I wonder if you still cut your head off every season like a sheep? I remember how it moved--like a very careful ornament, each part and joint moving independent of the skull when you shook.
I wonder if you still fidget? This strikes me as a youthful thing. Are you still youthful? How far have your smile lines stretched?
You moved as if your bones had been replaced by bamboo shoots.
Have you bitten anyone yet? I'd always wondered if you had. There were signs...no, just the one. And it looked like whatever it was bit back. Paper beats rock, kid, but scissors chip rock. How much smaller you get at this distance. But it's all perspective. If that distance were halved and then halved again, I'd jolt, as I once did, at the sight of your stature. You are a shaggy colossus with spirits for eyes.
Do you still allow yourself to be distractions when you walk? I hope so. I hope so. I still think about this. It makes me wonder and twist and wonder some more. Surely not..? I will never know the answer; the question is unaskable. And so between us is this secret: the unanswered, unasked answer. Yours may be different from the one I have sketched out, and yet...the secret we share is the same. Not shared, really--neither of us owns it; it owns us.
The shape of your back is the first I've remembered. Reminded me of an animal that is either loping or stretching--a strange, strange bird with a snout. An alien, maybe. I've known some aliens in my time.

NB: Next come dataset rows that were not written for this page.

PR #7393, opened 2022-09-01
Release branch 2.15.1

Pierre-Sassoulas:


towncrier.toml
```diff
@@ -1,7 +1,7 @@
 [tool.towncrier]
-version = "2.16.0"
+version = "2.15.1"
 directory = "doc/whatsnew/fragments"
-filename = "doc/whatsnew/2/2.16/index.rst"
+filename = "doc/whatsnew/2/2.15/index.rst"
```
Pierre-Sassoulas, line 4: This is going to NOT be a merge conflict and we need to be careful when merging in main.

DanielNoord: I was wondering about this. Do we need to bump to the dev version on `main`? What's the benefit? Can't we just bump when we need to for a release?

Pierre-Sassoulas: Well it's useful to know the pylint version we're talking about (2.16.0-dev0 vs 2.15.1). scm_setuptool was nice for this but created a dependencie we did not want...

DanielNoord: Yeah I mean I don't really mind, but referring to `main` would also work for me.
It reduces the amount of work necessary for a release so I thought it might be something to consider.

DanielNoord (changes requested):
Release notes seem to be broken...

Pierre-Sassoulas:
> Release notes seem to be broken...

Yes, I was wondering what to do. Maybe use "False positive for 2.15.1" as title ? Maybe remove the titles altogether... ?

Pierre-Sassoulas:
We have titles that are duplicated when we generate the patch release note:
```
/home/runner/work/pylint/pylint/doc/whatsnew/2/2.15/index.rst:63: WARNING: duplicate label whatsnew/2/2.15/index:false positives fixed, other instance in /home/runner/work/pylint/pylint/doc/whatsnew/2/2.15/index.rst
/home/runner/work/pylint/pylint/doc/whatsnew/2/2.15/index.rst:132: WARNING: duplicate label whatsnew/2/2.15/index:other bug fixes, other instance in /home/runner/work/pylint/pylint/doc/whatsnew/2/2.15/index.rst
```

@DudeNr33 do you have an opinion about the easy way to fix this ?

towncrier.toml
Pierre-Sassoulas: referring to main ?

DanielNoord: As in, I never use `2.16.0-dev0` directly in any of my messages. I often just say `main` or something like that. There is not much benefit for me to having the bumped version, but that might just be me.

DanielNoord:
> We have titles that are duplicated when we generate the patch release note:
> 
> ```
> /home/runner/work/pylint/pylint/doc/whatsnew/2/2.15/index.rst:63: WARNING: duplicate label whatsnew/2/2.15/index:false positives fixed, other instance in /home/runner/work/pylint/pylint/doc/whatsnew/2/2.15/index.rst
> /home/runner/work/pylint/pylint/doc/whatsnew/2/2.15/index.rst:132: WARNING: duplicate label whatsnew/2/2.15/index:other bug fixes, other instance in /home/runner/work/pylint/pylint/doc/whatsnew/2/2.15/index.rst
> ```
> 
> @DudeNr33 do you have an opinion about the easy way to fix this ?

Can we fix this by decreasing the title level? I haven't tested this, but can we have duplicate titles if they fall within different top level titles?

DudeNr33:
I'm currently on vacation and probably won't have time to try around myself until next Monday, sorry!
The underlines that are used by `towncrier` can be configured via the `underlines` option (see the [readme](https://github.com/twisted/towncrier#further-options)).

I am a bit surprised that this is an issue, as I would expect others to experience this as well, but I did not find any issue about this in their issue tracker.
Is this maybe just because we include a `:toctree:`?
In this case decreasing the title level could work, but then again the toctree would be useless anyway and we could also just remove that instead of changing the title level.

Pierre-Sassoulas:
I'm going to fix the release note manually to be able to release until we discuss what we should do. Not sure what to do with https://github.com/PyCQA/pylint/pull/7398, it's in 2.16.0 but it's labelled "need backport", what do you think @DanielNoord ?

DanielNoord:
I thought it would be good to backport as there were other PRs that target that code.

If there are regression it would be helpful to have the refactor available on the maintenance branch as well.

Pierre-Sassoulas:
Alright, I moved it to 2.15.1 and cherry-picked it :) I think we can release now

DanielNoord (dismissed):

doc/whatsnew/fragments/7368.false_positive
```diff
@@ -0,0 +1,3 @@
+Fix ``used-before-assignment`` for functions/classes defined in type checking guard.
```
DanielNoord, line 1: @Pierre-Sassoulas 

These are incorrect and won't and up in the changelog I think

DanielNoord:
btw, for future reviews I think we should split up the back port and release PRs. Stuff like the broken `towncrier` files are difficult to spot in larger PRs like this.

For now it is fine though!  😄

Pierre-Sassoulas:
Forgot to regenerate the towncrier file after adding 3 more cherry-pick, my bad.

doc/whatsnew/2/2.15/index.rst
```diff
@@ -29,6 +29,50 @@ Marc Byrne became a maintainer, welcome to the team !
...
+- Fix false positive for ``too-many-function-args`` when a function call is assigned to a class attribute inside the class where the function is defined.
+
+  Closes #6592 (`#6592 <https://github.com/PyCQA/pylint/issues/6592>`_)
+- Fix ``used-before-assignment`` for functions/classes defined in type checking guard.
+
+  Closes #7368 (`#7368 <https://github.com/PyCQA/pylint/issues/7368>`_)
+- Fix ignored files being linted when passed on stdin.
+
+  Closes #4354 (`#4354 <https://github.com/PyCQA/pylint/issues/4354>`_)
+- ``missing-return-doc``, ``missing-raises-doc`` and ``missing-yields-doc`` now respect
```
DanielNoord, line 59: Doesn't `towncrier` know about white spaces?  😅

Pierre-Sassoulas: I manually removed the duplicated titles, which is why there might be some problems.

Pierre-Sassoulas: Let's fix in #7426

I wonder if you lean as far back when you walk as you used to--as if something between you and your shadow was lifting your lazy bones along.
And, of course, I wonder what you'd think of what I've made today; I wonder how earnestly that urging was. Well wishing or...or did you really believe I could, should, and would shake shit up? I don't know if I believe this. But sometimes I do. And some of those times, just for your sake. And I do not think that is necessarily a bad thing.